(Stored data)
PR #4820, opened 2021-11-02
Feature/overall collect contribution

eodolphi:
If applicable


bluebottle/collect/serializers.py
```diff
@@ -47,7 +47,7 @@ class CollectActivitySerializer(BaseActivitySerializer):
     def get_contributors(self, instance):
         user = self.context['request'].user
         return [
-            contributor for contributor in instance.contributors.all() if (
+            contributor for contributor in instance.contributors.exclude(user=None) if (
                 isinstance(contributor, CollectContributor) and (
                     contributor.status in [
                         CollectContributorStateMachine.new.value,
```
gannetson, line 53: We can do this as a filter on queryset rather than getting all items and then filter on iter, right?

gannetson (approved):

PR #4898, opened 2022-01-19
Migrate custom fields to segments

gannetson:
This will also change how you set segments in back office

Screenshot 2022-01-19 at 13 01 37


bluebottle/members/admin.py
```diff
@@ -346,20 +340,20 @@ def get_fieldsets(self, request, obj=None):
             if not PaymentProvider.objects.filter(Q(instance_of=PledgePaymentProvider)).count():
                 fieldsets[2][1]['fields'].remove('can_pledge')
 
-            if CustomMemberFieldSettings.objects.count():
+            if obj and (obj.is_staff or obj.is_superuser):
```
eodolphi, line 343: The `is_staff` should not matter here right, since if you can access this then you are always a staff user.

eodolphi (approved):

PR #4942, opened 2022-02-15
Demo/paginate contributors

gannetson:


bluebottle/utils/views.py
```diff
@@ -1,6 +1,6 @@
-from builtins import object
 import mimetypes
 import os
+from builtins import object
```
eodolphi, line 3: Instead of importing this class, just remove the `(object)` from the class definition.

eodolphi (approved):

PR #4959, opened 2022-02-23
added test to prove that a user does not have a location when a locat…

MomchilovP:


bluebottle/members/tests/test_admin.py
```diff
@@ -301,13 +301,15 @@ class MemberPlatformSettingsAdminTestCase(BluebottleAdminTestCase):
...
         self.app.set_user(self.superuser)
+        user = BlueBottleUserFactory.create()
         page = self.app.get(reverse('admin:members_memberplatformsettings_change'))
         form = page.forms[0]
         form['require_office'].checked = True
 
         form.submit()
         settings_platform = MemberPlatformSettings.load()
-        self.assertTrue(settings_platform.require_office)
+        if user.place is None:
```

[YOUR OBJECTIVE]: How many of the lines above hold the word "request"? Give only that number.

[ANSWER FOR THE TASK]: 2